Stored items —
Issue #1106, opened 2019-11-06
specify partition for one consumer in a group can not rebalance the others


wangjia184:
I have a topic with 150 partitions [0 - 149]
And I have three consumers joinning the same group. 

By default, each consumer is assigned with their own ranges.
* Consumer A : [0-49]
* Consumer B : [50-99]
* Consumer C : [100-149]

I want consumer B only consumes a specific partition. Hence within its `SetPartitionsRevokedHandler`,  only a specific one is returned.
```csharp
IEnumerable<TopicPartitionOffset> OnPartitionsAssigned(IConsumer<MessageKey, byte[]> consumer, List<TopicPartition> partitions)
 {
            return new TopicPartitionOffset[]
            {
                new TopicPartitionOffset(  new TopicPartition(_topic, 0), Offset.Unset),
            };
}
```

I expect consumer A and C would be assigned with partition [1 - 149]
I tested but it does not work in that way.   Consumer A & C are not rebalanced and they are still assigned with 50 partitions each.
* Consumer A : [0-49]
* Consumer C : [100-149]

Is this a bug of client?

Confluent.Kafka nuget version : 1.2.1
- Apache Kafka version : 0.10
- Client configuration :  EnableAutoCommit : false; AutoOffsetReset : Earliest

mhowlett:
this is operating as intended - the partitions you assign a client to read from are independent of the assignment given to you by the consumer group. the main use case (which is uncommon) of reading from a different set of partitions than that assigned is adding an additional 'control' partition to the set assigned to you by the CG. note that the java client doesn't let you specify the two independently.

you could achieve what you want with a custom partition assignment strategy, but that's currently not supported by the non-java clients.

finally, this request is unusual - feel free to give some more color so we can understand the reasoning behind the design.

wangjia184:
Thanks @mhowlett 
Our producer sends business data to Kafka.  For business reason, the order of the message is important. Hence the producer sends messages to specific partition.
e.g. Same client's messages are put into the same partition.

As a result,  the number of messages are not distributed well.  Some partition's size is 10x-100x of others.  Hence we want to use a dedicate consumer handling that particular partition.

Manual assignment would work in this case but hard to manage (especially considering one consumer is down)

* When dedicated consumer watchs on a specific partition;  Other consumers consume other partitions.
* When dedicated consumer is down,  other consumers consume all partitions.

ChadJessup:
[...]

PR #1133, opened 2019-12-04
Custom partitioner handler

ChadJessup:
First stab at allowing a Custom Partitioner Handler.

On ProducerBuilder...
```.SetPartitionRequestHandler((producer, partitionRequest) => Partition.Any)```

Only called when Message's partition is ```Partition.Any``` 

If any guidance could be provided for the below, that'd be rad:
1. I can't seem to get the ```Librdkafka.topic_conf_set_partitioner_cb``` callback to be triggered. More work will need to be done there, once that gets figured out.
The Java client seems to do the same thing that I'm doing, which is to have the Produce method just call into the Partitioner class...I'm not sure what the point of the librdkafka callback is for?

1. Custom Partitioner logic in Java receives a ```Cluster``` object:
```MetaData``` seems to functionally be the equivalent, but I'd be worried about calling that for each message, and I'm not sure how best that'd be cached.

### CODE REVIEW

**Comment by edenhill** [comment]
1. The partitioner_cb will be triggered from two places: from the current application thread inside produce() if the partition count of the topic is already known, or from a background librdkafka thread as metadata is received for the topic (this typically only happens at one time (but for all queued messages) per topic).
2. I suggest not providing a Cluster/Metadata object to the partitioner callback, all it really needs is the topic name and partition count, and they are already provided in the partitioner_cb.

File: src/Confluent.Kafka/PartitionRequest.cs [hunk 1]
```diff
@@ -0,0 +1,98 @@
+﻿//    Copyright 2019 Chad Jessup
```
edenhill: The copyright will need to be Confluent's.

src/Confluent.Kafka/PartitionRequest.cs
```diff
@@ -0,0 +1,98 @@
...
+{
+    /// <summary>
+    ///     Request to retrieve the partition to send a message to.
+    /// </summary>
+    /// <remarks>
+    ///     A request for the partition is only generated if the <seealso cref="Partition"/> is set to <seealso cref="Partition.Any"/>.
+    /// </remarks>
+    /// <typeparam name="TKey">The type of the Key.</typeparam>
+    /// <typeparam name="TValue">The type of the Value.</typeparam>
+    public class PartitionRequest<TKey, TValue>
```
edenhill: I'm  not too fond of this name, the word "Request" is already used to indicate a protocol request, which this is not, and there's already existing nomenclature for this, which is Partitioner.

src/Confluent.Kafka/Producer.cs
```diff
@@ -115,6 +116,22 @@ private void ErrorCallback(IntPtr rk, ErrorCode err, string reason, IntPtr opaqu
...
+        private Librdkafka.PartitionerDelegate partitionerCallbackDelegate;
+        private int PartitionerCallback(IntPtr rkt,
+            IntPtr keydata,
+            UIntPtr keylen,
+            int partition_cnt,
+            IntPtr rkt_opaque,
+            IntPtr msg_opaque)
+        {
+            // Ensure registered handlers are never called as a side-effect of Dispose/Finalize (prevents deadlocks in common scenarios).
+            if (ownedKafkaHandle.IsClosed) { return 0; }
```
edenhill: This effectively returns partition 0, you will want to use RD_KAFKA_PARTITION_UA (-1)

src/Confluent.Kafka/Producer.cs
```diff
@@ -660,6 +683,8 @@ internal Producer(ProducerBuilder<TKey, TValue> builder)
                     ex);
             }
 
+            topicPartition = GetPartition(topicPartition, message, message.Key, keyBytes, message.Value, valBytes);
```
edenhill: librdkafka shall trigger the partitioner, not this code.

src/Confluent.Kafka/Producer.cs
```diff
@@ -781,6 +806,8 @@ internal Producer(ProducerBuilder<TKey, TValue> builder)
                 );
             }
 
+            topicPartition = GetPartition(topicPartition, message, message.Key, keyBytes, message.Value, valBytes);
```
edenhill: dito.

src/Confluent.Kafka/Producer.cs
```diff
@@ -807,6 +834,22 @@ internal Producer(ProducerBuilder<TKey, TValue> builder)
             }
         }
 
+        private TopicPartition GetPartition(TopicPartition topicPartition, Message<TKey, TValue> message, TKey key, byte[] keyBytes, TValue value, byte[] valBytes)
```
edenhill: librdkafka will call the partitioner as needed, you should not forcibly call it from the dotnet code.

src/Confluent.Kafka/PartitionRequest.cs
ChadJessup: Thought as much, the LICENSE file in the repo was a little ambiguous, and I didn't want to claim copyright for a 3rd party without some representative stating as much.

src/Confluent.Kafka/PartitionRequest.cs
ChadJessup: I'm not too fond either...
How does ```SetPartionerHandler``` sound for the handler?  And I don't know if this class technically counts as the ```Partitioner``` itself. It's really just a class that holds the data to be passed to the handler...

mhowlett:
I think we probably want to support custom partitioners via a `SetPartitioner(topic, partitioner_cb)` method on the `ProducerBuilder` (need to think about it more though).

Separately, it would also be good to expose the in built partitioners in librdkafka. For example, you may want to align the sharding of your web app servers with kafka partitioning. To route users to the right servers, you'll need the partitioning algorithm used by kafka outside kafka.

ChadJessup:
> I think we probably want to support custom partitioners via a `SetPartitioner(topic, partitioner_cb)` method on the `ProducerBuilder` (need to think about it more though).
> 
> Separately, it would also be good to expose the in built partitioners in librdkafka. For example, you may want to align the sharding of your web app servers with kafka partitioning. To route users to the right servers, you'll need the partitioning algorithm used by kafka outside kafka.

@mhowlett  - by expose, do you mean have an override allowing the ```Paritioner``` enum alongside partitioner_cb?
Or recreating them in C# to be used directly?

How does this sound as an API - intermixed the patterns I can think of, alongside topic scenarios:

``` c#
ProducerBuilder<K, V>()
.SetPartitioner("", callback_cb) <- default topic config or .SetPartitioner(callback_cb)
.SetPartitioner("Topic1", new CustomParitioner()) <- easier for caller, since might be a large chain, or instance shared
.SetPartitioner("Topic2", (string topic, K key, V value, partition_cnt, byte[] topic_opaque, byte[] msg_opaque)) => return 2)
.SetPartitioner("^Topic3|Topic4", Confluent.Kafka.Partitioner.Murmur2)

```

Essentially, topic + an IPartitioner, lambda, or Confluent.Kafka.Partitioner enum.

Question: Opaque data doesn't seem to be exposed in the C# library - but, I've seen partitioners use that feature, should that be taken into account?


Java's Partitioner interface:
https://github.com/apache/kafka/blob/master/clients/src/main/java/org/apache/kafka/clients/producer/Partitioner.java


``` c#
public class IPartitioner<K, V> : IDisposable
{
    // Java's is Configurable, and the configuration system allows a partitioner to be configured like
    // everything else with prefixed key:values, can be removed and constructor can do what it needs
    // void Configure(Dictionary<string, sring> configs);

    int Partition(string topic, K key, V value, int partitionCount);

    // Removed since IDisposable
    // void Close();

    // came in KIP-480 for Sticky Partitioner...not sure if C# client has batches yet? Can come in later, of course, if needed
    void onNewBatch(String topic, Cluster cluster, int prevPartition) {
}
```

ChadJessup:
Ready for a quick look-see to see if this is a good direction for custom partitioners.

Done:
1. Reworked to be used by callback_cb, and allows IPartitioner to be passed in when using the ProducerBuilder.
2. Updated benchmark project to allow this codepath to be executed, with no noticeable difference on messages/sec. But, my dev-laptop setup isn't ideal for that amount of load.

Still need to do:
1. More unit tests
2. Integration tests.
3. Depending on @mhowlett feedback in my last question, probably more.

I left the key data being passed into the Partitioner as an ```IntPtr``` to the data and another for the data length. I felt that also asking the caller to provide Deserializers to the producer is a bigger change, than needed for this?
Also, since these are critical path for every message, I figured it might be good to allow the caller to manage that?  Feedback welcome on that aspect.

Hopefully, this is a good foundation to build the rest on.

ChadJessup:
@mhowlett - this has been waiting for review for a few months. With the closing of #1106 - should I just close this out? Or, should I update it to the newest version of the library?

mhowlett:
no, don't close, likely to get to this in the next few months, it's on the list.

mhowlett:
@ChadJessup - as you may suspect, I completely forgot about this PR (sorry!). We do want to include this feature sometime over the next few months. if you rebase onto master, that would be great, we'll use this work if possible.

ChadJessup:
> @ChadJessup - as you may suspect, I completely forgot about this PR (sorry!). We do want to include this feature sometime over the next few months. if you rebase onto master, that would be great, we'll use this work if possible.

No worries, world is kind of crazy right now.  I'll rebase and do any updates needed for the new version.

ChadJessup:
Going to close and reopen under a new PR.  I screwed up juggling a rebase and multiple remotes on my end.

mhowlett:
thanks!

PR #1136, opened 2019-12-04
Moving developer related docs to DEVELOPER.md

mhowlett:


DEVELOPER.md
```diff
@@ -0,0 +1,51 @@
+# Developer Notes
```
edenhill: Since we also need a CONTRIBUTING.md (how, legalities, attribution, etc, see librdkafka) it might be better to move this developer stuff in there as well.

mhowlett: sounds good. deferred to future iteration :-).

Problem — Whenever the word "doesn" occurs in a line above, copy that line.

Exercise solution —
this is operating as intended - the partitions you assign a client to read from are independent of the assignment given to you by the consumer group. the main use case (which is uncommon) of reading from a different set of partitions than that assigned is adding an additional 'control' partition to the set assigned to you by the CG. note that the java client doesn't let you specify the two independently.
Question: Opaque data doesn't seem to be exposed in the C# library - but, I've seen partitioners use that feature, should that be taken into account?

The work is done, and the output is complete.